Deputy Prime Minister of Slovakia
- In office 1 July 2020 – 15 May 2023 Serving with Eduard Heger, Richard Sulík, Igor Matovič and Štefan Holý
- Prime Minister: Igor Matovič Eduard Heger

Minister of Investments, Regional Development and Informatization
- In office 1 July 2020 – 15 May 2023
- Prime Minister: Igor Matovič Eduard Heger
- Preceded by: Office established
- Succeeded by: Peter Balík

Deputy Prime Minister of Slovakia for Investment and Informatization
- In office 21 March 2020 – 1 July 2020
- Prime Minister: Igor Matovič
- Preceded by: Richard Raši
- Succeeded by: Office abolished

Member of the National Council
- Incumbent
- Assumed office 15 May 2023
- In office 23 March 2016 – 21 March 2020

Chairwoman of For the People
- Incumbent
- Assumed office 8 August 2020
- Preceded by: Andrej Kiska

Personal details
- Born: Veronika Belošovičová 31 May 1976 (age 49) Žilina, Czechoslovakia (now Slovakia)
- Party: Ordinary People and Independent Personalities (2016–2019) For the People (2019–present)
- Alma mater: Academy of Performing Arts in Bratislava (Mgr. art.) Sorbonne University (M.A.)

= Veronika Remišová =

Slovak politician (born 1976)

Veronika Remišová (born 31 May 1976) is a Slovak politician who previously served as Deputy Prime Minister of the Slovak Republic and Minister of Investments, Regional Development and Informatization of the Slovak Republic. In 2016, she stood for the National Council as a member of Ordinary People. In 2019, Remišová left the party and joined Andrej Kiska's For the People. In the 2023 parliamentary election she ran and was elected on the ticket of the OĽaNO and Friends as leader of the For the People party to the National Council.

==Early life and education==
Remišová graduated from Paris 1 Panthéon-Sorbonne University, receiving DEA diploma.
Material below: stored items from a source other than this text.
Issue #653, opened 2017-08-19
Add support for late Tock entry notifications


ccostino:
It'd be a very nice thing for our Ops team to add support for notifications to be sent out to late Tock entrants automatically as opposed to someone having to manually do this.  There are a few ways we could do this, listed below:

* [ ] Email notifications via a tool like ~Mandrill~ and scheduled jobs through Celery (Mandrill isn't an option anymore)
* [ ] Possible Slack integration via a bot like [angrytock](https://github.com/18F/angrytock) (depends on ATO status and procedure)
* [x] Client-side browser notifications, e.g., PR #647 (thanks, @mgwalker!)

More ideas and details to come in the future as we have time to work through the user needs of this.

mgwalker:
For Slack integration, it could also be done with [Charlie](https://github.com/18f/18f-bot).  The pro of using Charlie is one less bot to maintain.  The con is that angrytock already has integration code, so that would have to be reinvented.  😛

ccostino:
Good to note, thanks!  If it wouldn't take much to get Angrytock back up and running that might the path of least resistance here. :-)  That said, this is much lower on the priority list compared to other things, but we at least have your browser notifications in place! 🎉

ccostino:
We'll investigate including Angrytock in the ATO; otherwise, a note that notifications should show up at about 9:30 - 10:00 AM local time Monday morning for users who are late.

tbaxter-18f:
Some effort has been put into this in the related 18F/tock#779 [WIP] - Notifications integration PR, but someone will need to pick it up and bring it the rest of the way in.

PR #779, opened 2018-04-15
[WIP] - Notifications integration

jontours:
## Description
This is a possible integration for adding notifications to Tock.  Some integration work still to go.  In fact, perfectly ok for this feature to never see the light of day, but to maybe get the conservation going.

This work was to demonstrate feasibility for the Notifications-as-a-Service 10X.

I'm not a Django programmer but this was the simplest way to get a simple webform started with limited impact.

image

### DIFF
--- a/tock/notifications/views.py
+++ b/tock/notifications/views.py
@@ -6,7 +6,12 @@ from django.views.generic.edit import FormView
 def index(request):
     return HttpResponse("Hello, world. You're at the polls index.")
 
-class NotificationsListView(ListView):
+class Notification():
+    notification_label = "Friday alert"
+    notification_text = "Tock your Time!"
+
+class NotificationsListView(DetailView):
     template_name = 'notifications/notifications_list.html'
-    def get_queryset(self):
-        return
+
+    def get_object(self, **kwargs):
+        return Notification()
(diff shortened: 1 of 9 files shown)


tock/notifications/views.py
```diff
@@ -0,0 +1,17 @@
...
+from django.views.generic.edit import FormView
+
+def index(request):
+    return HttpResponse("Hello, world. You're at the polls index.")
+
+class Notification():
+    notification_label = "Friday alert"
+    notification_text = "Tock your Time!"
+
+class NotificationsListView(DetailView):
```
tbaxter-18f: Just curious: Is there a reason to call it ListView but subclass DetailView?

tbaxter-18f:
I think there's the start of a good idea here, but I have two extra thoughts:

1. Could we leverage Django's built-in messages framework for the on-site messages themselves?
2.  Is this a rare good use of push notifications?

tbaxter-18f:
I'm relating this to #653 so we can take a holistic approach to notifications.

jontours:
This work has been discussed a bit lately.  But more in the context of maybe utilizing it as a cloud.gov broker.  The UK GDS has rolled out a shared notifications service that is mostly similar to the ideas @amoose and I threw around.

tbaxter-18f:
I'm definitely intrigued, and when I -- or whoever -- picks this up again, let's definitely meet up and walk through all these options.

tbaxter-18f:
Given the age of this and the work @mgwalker has been doing with Slack integration and notifications, I'm going to go ahead and close this.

She also received a Certificate in Coaching from the University of Cambridge. Remišová worked at the translation department of the European Commission in Luxembourg, managing the European program for youth and education policies.

==Political career==
In the 2014 Slovak municipal elections, Remišová received 507 votes as a member of OĽaNO. She later became a candidate 2014 European Parliament election, but was not elected to the European Parliament.

In the 2016 Slovak parliamentary election, Remišová was appointed as the leader of the OĽANO candidate. She finished third place after receiving 71,618 preferential votes behind Igor Matovič and Daniel Lipšic.
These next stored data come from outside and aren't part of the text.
PR #77, opened 2019-07-24
76 load simulation

msevestre:


msevestre:
@PavelBal @Yuri05 SLowly but surely, we need to start

This is a WIP: I do not know how best to organize and copy dlls. At the moment, they are under lib. This probably will not be how we should go about it


My goal is to get something working and start the discussion

msevestre:
Question nr1: This package requries rClr to run.  
See https://ci.appveyor.com/project/open-systems-pharmacology-ci/ospsuite-r#L231

How can I install rCLR ? It is required to run the tests

msevestre:
@PavelBal @Yuri05 Success!
https://ci.appveyor.com/project/open-systems-pharmacology-ci/ospsuite-r/build/artifacts

@PavelBal Can you try to installt the package using a the zip file (provided you have installed also rClr) 
and run the following code

```R
library(ospsuite)

ospsuite::initPackage()
```

Does that work?

msevestre:
@PavelBal I should add: Try first with the zip file (contains binary file as opposed to source code) and then with the tar file (which contains the R code)..
Which makes me realize that the way we created the MoB R package before was probably not ideal :)

PavelBal:
- Installing` .zip` under Windows works, running the code snippet too.

```
OSPSuite R API Initializing...
OSPSuite R API Initialized.
NULL
```

- Installing `.zip `under Linux fails 
`Error in install.packages : cannot install Windows binary packages on this platform`

Installing `.tar` under Windows works, but with warnings of type
```
Warning in file.copy(instdir, dirname(final_instdir), recursive = TRUE,  :
  problem copying D:\Documents\R\win-library\3.6\00LOCK-ospsuite\00new\ospsuite\lib\Castle.Core.dll to D:\Documents\R\win-library\3.6\ospsuite\lib\Castle.Core.dll: Permission denied
```

After installation, the directory `D:\Documents\R\win-library\3.6\00LOCK-ospsuite\00new\ospsuite\lib\` does not exist.

```
ospsuite::initPackage()
NULL
```
**Installing from .tar produces different output than from .zip!**

- Installing `.tar` in Linux works, but 

```
> ospsuite::initPackage()
Assembly '/home/pavel/R/x86_64-pc-linux-gnu-library/3.5/rClr/libs/ClrFacade.dll' doesn't have an entry point.
OSPSuite R API Initializing...
Error in rClr::clrCallStatic("OSPSuite.R.Api", "InitializeOnce", apiConfig$ref) : 
  Type:    System.ArgumentException
Message: The 'ExeConfigFilename' argument cannot be null.
Method:  Void CheckFileMap(System.Configuration.ConfigurationUserLevel, System.Configuration.ExeConfigurationFileMap)
Stack trace:
  at System.Configuration.ExeConfigurationHost.CheckFileMap (System.Configuration.ConfigurationUserLevel level, System.Configuration.ExeConfigurationFileMap map) [0x0001b] in <36be543d7b5c457999b9c47aaf95abd1>:0 
  at System.Configuration.ExeConfigurationHost.InitForConfiguration (System.String& locationSubPath, System.String& configPath, System.String& locationConfigPath, System.Configuration.Internal.IInternalConfigRoot root, System.Object[] hostInitConfigurationParams) [0x00030] in <36be543d7b5c457999b9c47aaf95abd1>:0 
  at System.Configuration.InternalConfigurationSystem.InitForConfiguration (System.String& locationConfigPath, System.String& parentConfigPath, System.String& parentLocationConfigPath) [0x00000] in <36be543d7b5c457999b9c47aaf95abd1>:0 
```

So obviously, when installing from .tar, something does not work.

PavelBal:
Can we see the source of `OSPSuite.R.dll`?

msevestre:
It definitely cannot work on Linux. The funcparser is the native for Windows so all Linux stuff can be forgotten for now. 

The source is on GitHub ospsuite.core in the .net standard branch

msevestre:
@PavelBal https://github.com/r-lib/remotes/issues/368#issuecomment-493030597

I think the warning with the tar under windows is because you had a session open somehow using the file and it could not be replaced (access denied). Fair enough

PavelBal:
> @PavelBal [r-lib/remotes#368 (comment)](https://github.com/r-lib/remotes/issues/368#issuecomment-493030597)
> 
> I think the warning with the tar under windows is because you had a session open somehow using the file and it could not be replaced (access denied). Fair enough

Yes, I first installed zip, tried it out, and then installed tar without closing the R session. That was the problem.

msevestre:
The question is still. If you remove the package and install it with TAR on windows, does it work or not?

msevestre:
Ok I am going to move ahead and implement the actual load simulation as we have it now in the proof of concept. Then I'll migrate the getParameters function. From their, we can start working on features

PavelBal:
> The question is still. If you remove the package and install it with TAR on windows, does it work or not?

Yes, it does :)

msevestre:
ok merging this code for now. Lot's of question remaining. 
I have  a unit test running loading a simulation and another one throwing an exception if this is not valid

PR #82, opened 2019-07-25
Fixes #81 implement get parameters

### LINKED ISSUE #81: implement getParameters
As described here https://github.com/Open-Systems-Pharmacology/OSPSuite-R/issues/19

In the 2020 Slovak parliamentary election, Remišová ran in second place as a For the People candidate, receiving 81,395 votes and maintaining second place in the party. She was perceived as Kiska's successor. After the elections, Remišová stated: "I want the vision that Kiska set to live on, so we will be a modern European center party. There is no such central alternative on the political scene, we are the only such alternative."